10.7. Type Compatibility

LightDB supports special compatibility between string and numeric types. When implicit casting rules cannot find suitable operators or functions((Section 10.2,Section 10.3)), explicit type casts will be applied automatically and type priority will be applied to select the appropriate operator or function.

This special compatibility feature for 9 types with priority by default. Consider each of these types supports implicit casts to the other.

Here are the default 9 types(in descending order of priority):

numeric > double precision > real > bigint > integer > smallint > text > varchar > char

Your can use ALTER TYPE to modify or add priority of type, built-in type is cannot modify, see ALTER TYPE.

Example 10.15. Alter or add type priority

ALTER TYPE varchar2 set (priority=200)


Type Resolution for Compatibility

  1. Execute the following flow after the rules described in Section 10.2 and Section 10.3.

  2. Ignore all candidates have Pseudo-Types argument.

  3. All unknown-type will be considered as text type.

  4. Run through all candidates and keep those with the least explicit cast on input types. If only one candidate remains, use it; else keep all the remaining candidates and continue to the next step.

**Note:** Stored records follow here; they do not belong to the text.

PR #3615, opened 2023-12-21
feat(wasm-gen): avoid infinite wait-wake for loose syscalls

### LINKED ISSUE #3273: Avoid infinite wait-wake patterns in `wasm-gen`
### Problem to Solve

Sometimes we have a code wich always invokes `wait_for` on every execution, until it exhausts the gas-limit. We should avoid such "deadlock" programs generation

StackOverflowExcept1on:
Resolves #3273

Also:
- added `MemoryLayout` struct that will never be overwritten during fuzzing
- fixed bug with mutable array

TODO:
- [x] think about limiting `wait` in the `init` function
- [x] gear-tech/wasm-tools#5


breathx (approved):

utils/wasm-gen/src/generator/entry_points.rs
```diff
@@ -164,8 +166,31 @@ impl<'a, 'b> EntryPointsGenerator<'a, 'b> {
             (module, func_type)
         });
 
-        let export_body_instructions =
+        let mut export_body_instructions =
             self.generate_export_body(export_body_call_idx, export_body_call_func_type)?;
+
+        // after initializing the program, we will write about this in a special pointer
+        if name == "init" {
```
techraed, line 173: seems that code must be in `generate_export_body`.

utils/wasm-gen/src/generator/syscalls/invocator.rs
```diff
@@ -143,6 +143,20 @@ impl<'a, 'b> From<DisabledAdditionalDataInjector<'a, 'b>> for SyscallsInvocator<
 }
 
 impl<'a, 'b> SyscallsInvocator<'a, 'b> {
+    /// Returns the size of the memory in pages.
+    fn memory_size_pages(&self) -> u32 {
```
techraed, line 147: move that under `memory_size_in_bytes`

utils/wasm-gen/src/generator/entry_points.rs
```diff
@@ -164,8 +166,31 @@ impl<'a, 'b> EntryPointsGenerator<'a, 'b> {
...
+            if let Some(memory_size_pages) = self.module.initial_mem_size() {
+                let mem_size = Into::<WasmPageCount>::into(memory_size_pages).memory_size();
+
+                let upper_limit = mem_size.saturating_sub(1) as i32;
+                let wait_called_ptr = upper_limit.saturating_sub(50);
+                let init_called_ptr = wait_called_ptr + mem::size_of::<bool>() as i32;
```
techraed, line 179: These ptrs layouts are known in advance. I would move this code (and the same in _invocator.rs_) to some function/method.

utils/wasm-gen/src/config.rs
```diff
@@ -131,6 +131,11 @@ impl ConfigsBundle for (GearWasmGeneratorConfig, SelectableParams) {
 pub struct StandardGearWasmConfigsBundle {
     /// Externalities to be logged.
     pub log_info: Option<String>,
+    /// Frequency of wait syscalls.
+    ///
+    /// For example, if this parameter is 4, wait syscalls will be invoked
+    /// with probability 1/4.
+    pub waiting_frequency: Option<u32>,
```
techraed, line 138: I'm not sure that **frequency** is a suitable name for that.
You see, `SyscallInjectionType::Function` actually defines **frequency**.

techraed: I have here a suggestion to make this solution more general, which will make `wasm-gen` even better.

What about inserting not only the frequency, but the chance to be called in the `SyscallInjectionType::Function`?
So it will be `SyscallInjectionType::Function { call_chance: Option<u32>, frequency: RangeInclusive<u32> }`.

In this case when generating instructions for any syscall we will first process `call_chance`. If it's `None`, then no need in defining instructions like `if syscall_called_ptr & call_chance ...`.

The only downside here is that we must define a layout in memory which stores flags for every syscall, like it's done here for `wait`. Maybe there are some ways to avoid that gracefully.

All in all, that will make handling `wait` syscall invocation not that alien to `build_syscall_invoke_instructions` and the whole design.

utils/wasm-gen/src/generator/syscalls/invocator.rs
```diff
@@ -315,6 +329,49 @@ impl<'a, 'b> SyscallsInvocator<'a, 'b> {
...
 
+        if let Some(wait_frequency) = self
+            .config
+            .waiting_frequency()
+            .filter(|_| invocable.is_wait_syscall())
+        {
+            let mem_size = self.memory_size_in_bytes();
+
+            let upper_limit = mem_size.saturating_sub(1) as i32;
+            let wait_called_ptr = upper_limit.saturating_sub(50);
```
techraed, line 340: This actually means that every syscall invocation must never touch that memory. Can we assert that?

utils/wasm-gen/src/generator/syscalls/invocator.rs
```diff
@@ -143,6 +143,20 @@ impl<'a, 'b> From<DisabledAdditionalDataInjector<'a, 'b>> for SyscallsInvocator<
...
+    fn memory_size_pages(&self) -> u32 {
+        self.module
+            .initial_mem_size()
+            // To instantiate this generator, we must instantiate SyscallImportsGenerator, which can be
+            // instantiated only with memory import generation proof.
+            .expect("generator is instantiated with a memory import generation proof")
+    }
+
+    /// Returns the size of the memory in bytes.
+    fn memory_size_in_bytes(&self) -> u32 {
```
techraed, line 156: maybe like this as `memory_size_pages` is done?

```suggestion
    fn memory_size_bytes(&self) -> u32 {
```

utils/wasm-gen/src/generator/syscalls/invocator.rs
StackOverflowExcept1on: 805fa95b0bb72a0efba37a115abcb38d853964d3

utils/wasm-gen/src/generator/syscalls/invocator.rs
```diff
@@ -143,6 +146,20 @@ impl<'a, 'b> From<DisabledAdditionalDataInjector<'a, 'b>> for SyscallsInvocator<
 }
 
 impl<'a, 'b> SyscallsInvocator<'a, 'b> {
+    /// Returns the size of the memory in bytes.
+    fn memory_size_bytes(&self) -> u32 {
```
techraed, line 150: I'd move both of methods under all others as "used" ones, not the "users". Or event to a separate `impl`

utils/wasm-gen/src/generator/syscalls/invocator.rs
```diff
@@ -315,6 +332,49 @@ impl<'a, 'b> SyscallsInvocator<'a, 'b> {
         };
         instructions.append(&mut result_processing);
 
+        if let Some(waiting_probability) = self
```
techraed, line 335: can we move all this logic to a separate method and add a explanatory doc to it?

utils/wasm-gen/src/generator/syscalls/invocator.rs
```diff
@@ -386,7 +441,8 @@ impl<'a, 'b> SyscallsInvocator<'a, 'b> {
                 }
                 ProcessedSyscallParams::MemoryArrayLength => {
                     let length;
-                    let upper_limit = mem_size.saturating_sub(1) as i32;
+                    let upper_limit =
+                        mem_size.saturating_sub(MemoryLayout::RESERVED_MEMORY_SIZE) as i32;
```
techraed, line 445: did it get it right, that if memory array ptr is chosen to be somewhere like `let random_ptr = mem_size.saturating_sub(MemoryLayout::RESERVED_MEMORY_SIZE).saturating_sub(2)`, then it's enough to have length greater than 2 to rewrite everything (in case we got syscall with `Mut*` like ptr`?

utils/wasm-gen/src/generator/syscalls/imports.rs
```diff
@@ -799,12 +799,13 @@ impl<'a, 'b> SyscallsImportsGenerator<'a, 'b> {
 
     /// Reserves enough memory build precise syscall.
     fn reserve_memory(&self) -> i32 {
-        self.memory_size_in_bytes()
-            .saturating_sub(Self::PRECISE_SYSCALL_MEMORY_SIZE) as i32
+        self.memory_size_bytes()
+            .saturating_sub(MemoryLayout::RESERVED_MEMORY_SIZE)
+            .saturating_sub(Self::PRECISE_SYSCALL_RESERVED_MEMORY_SIZE) as i32
```
techraed, line 804: I believe that should be included into `MemoryLayout`.

utils/wasm-gen/src/generator/syscalls/invocator.rs
techraed: it's possible not to pay attention to that if there's only few syscalls which has `Mut*` array ptr params. Can you check that please?

utils/wasm-gen/src/generator/syscalls/invocator.rs
```diff
@@ -738,6 +797,41 @@ impl<'a, 'b> SyscallsInvocator<'a, 'b> {
     }
 }
 
+/// Represents memory layout that can be safely used between syscalls and instructions.
+pub struct MemoryLayout {
```
techraed, line 801: I'd move it from invocator. The type is not only related to invocator.

techraed (commented):
the idea with `MemoryLayout` is great!

utils/wasm-gen/src/generator/entry_points.rs
```diff
@@ -211,6 +214,24 @@ impl<'a, 'b> EntryPointsGenerator<'a, 'b> {
         }
         res.push(Instruction::Call(export_body_call_idx as u32));
         res.extend(results.iter().map(|_| Instruction::Drop));
+
+        // after initializing the program, we will write about this in a special pointer
+        if name == "init" {
+            if let Some(memory_size_pages) = self.module.initial_mem_size() {
```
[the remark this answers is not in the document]
StackOverflowExcept1on: The order is always as you say:
https://github.com/gear-tech/gear/blob/9a37ccb406de68af8ddc6c851faa0c90ba0f0918/utils/wasm-gen/src/generator.rs#L122-L128

I would change `if let Some(_)` to `.expect(...)`

utils/wasm-gen/src/generator/syscalls/imports.rs
StackOverflowExcept1on: Each precise syscall can use `MemoryLayout` to store some data. But I think in general we just want to allocate memory for the current precise syscall.

utils/wasm-gen/src/generator/syscalls/invocator.rs
StackOverflowExcept1on: No, it works something like this:
```
upper_limit = mem_size - 256

offset = int_in_range(0..=upper_limit)
length = int_in_range(0..=(upper_limit - offset))
```

For example, let's see what happens at the maximum:
```
upper_limit = mem_size - 256

offset = upper_limit
length = (upper_limit - offset) = 0
```

We can point to reserved memory, but with length 0.

utils/wasm-gen/src/config.rs
```diff
@@ -156,6 +161,7 @@ impl Default for StandardGearWasmConfigsBundle {
     fn default() -> Self {
         Self {
             log_info: Some("StandardGearWasmConfigsBundle".into()),
+            waiting_probability: Some(4),
```
breathx, line 164: I'd reduce it to 8-12 mb

utils/wasm-gen/src/config/syscalls.rs
```diff
@@ -114,6 +122,7 @@ pub struct SyscallsConfig {
     precise_syscalls_config: PreciseSyscallsConfig,
     error_processing_config: ErrorProcessingConfig,
     log_info: Option<String>,
+    waiting_probability: Option<u32>,
```
breathx, line 125: NonZeroU32?

breathx (approved):

utils/wasm-gen/src/config.rs
StackOverflowExcept1on: We have control instructions. I.e. wasm-gen can produce
```rust
if some_cond {
    while some_cond2 {
        if some_cond3 {
            gr_wait() //with call chance 1/8 or 1/12...?
        }
    }
}
```

utils/wasm-gen/src/generator/entry_points.rs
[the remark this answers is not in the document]
techraed: Right, it's if you do it from the main generator, but you can also do everything manually - all these types are public.

utils/wasm-gen/src/generator/entry_points.rs
```diff
@@ -99,9 +103,11 @@ impl<'a, 'b> EntryPointsGenerator<'a, 'b> {
     /// Returns disabled entry points generator and a proof that all entry points from config were generated.
     pub fn generate_entry_points(
         mut self,
+        mem_import_gen_proof: MemoryImportGenerationProof,
```
techraed, line 106: make the proof to be a requirement for `EntryPointsGenerator` instantiation

techraed: also adjust docs stating this

utils/wasm-gen/src/generator/entry_points.rs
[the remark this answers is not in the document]
techraed: I see now MemoryImportGenerationProof is used in `EntryPointsGenerator`.

utils/wasm-gen/src/memory_layout.rs
```diff
@@ -0,0 +1,63 @@
+// This file is part of Gear.
```
techraed, line 1: why here? you can move it to `wasm` module. There are related to memory entities too

techraed (approved):

utils/wasm-gen/src/generator/entry_points.rs
StackOverflowExcept1on: I'm not sure if this can be done semantically correctly since `EntryPointsGenerator` is created from `GearWasmGenerator`. This means that we need to move `MemoryImportGenerationProof` to `GearWasmGenerator` as well.

StackOverflowExcept1on: Done in the last two commits:
- now `generate_entry_points` is very similar to `generate_syscalls`
- new type `EntryPointsGeneratorInstantiator` has been introduced (`generate_syscalls` does that too)

techraed (approved):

  5. Run through all remain candidates, if all the explicit cast positions have the same argument type, the candidate's priority will be the same as the argument type's priority. If candidate's explicit cast positions have more than one argument type, the priority will be lower than all types. In operator, if one argument is number and another is string, the number type's priority will be higher than all types.

  6. Run through all remaining candidates, keep those at the most positions where is exact match. If only one candidate remains, then use it; else continue to the next step.

  7. Run through all remaining candidates, compare candidate's argument type priority at the same position from left to right, keep the candidate that have the highest priority.

Example 10.16. Automatically Apply Explicit Cast

select |/'20'::text;

     ?column?     
------------------
 4.47213595499958
(1 row)

In this example, the type text cannot be implicitly cast to double precision, but by the type compatible rules, explicit cast can be applied automatically between number and string types.


Example 10.17. Type priority

select ~ '20';

 ?column? 
----------
      -21
(1 row)

In this example, the input type is unknown-type, so consider the input type as text, and select the candidate has the highest priority argument, and use ~ bigint.

If input value cannot convert to bigint, a type convert error will be reported.

select ~ 'a';

ERROR:  invalid input syntax for type bigint: "a"
LINE 1: select ~ 'a';


Example 10.18. Substring Function Type Resolution

If substr function is called with an argument of type integer, LightDB will try to convert that to text:

SELECT substr(1234, 3);
 substr 
--------
 34
(1 row)


Example 10.19. Argument List Priority

create function testfun(text,integer) 
  returns text as $$ select 'text,integer' $$ language sql;

create function testfun(integer,text) 
  returns text as $$ select 'integer,text' $$ language sql;

select testfun('1'::text, '1'::text);

None of them are more suitable, so compare argument priority from left to right. Now the first argument is integer and text, integer is higher than text, use testfun(integer,text).


Example 10.20. Insert and Update

create table tb(name varchar, age int);

insert into tb(name,age) values(1223, '23'::varchar);
INSERT 0 1

update tb set name=1343,age='24'::text;
UPDATE 1

select * from tb;
 name | age 
------+-----
 1343 |  24
(1 row)

Column type and value type is not matched and LightDB does not have implicit cast rule between value type and column type by default. But by the compatible rules, LightDB can use explicit cast rule on it.


Note

Type compatible works with operators,functions,insert and update. Does not work in SELECT UNION, CASE(Section 10.5).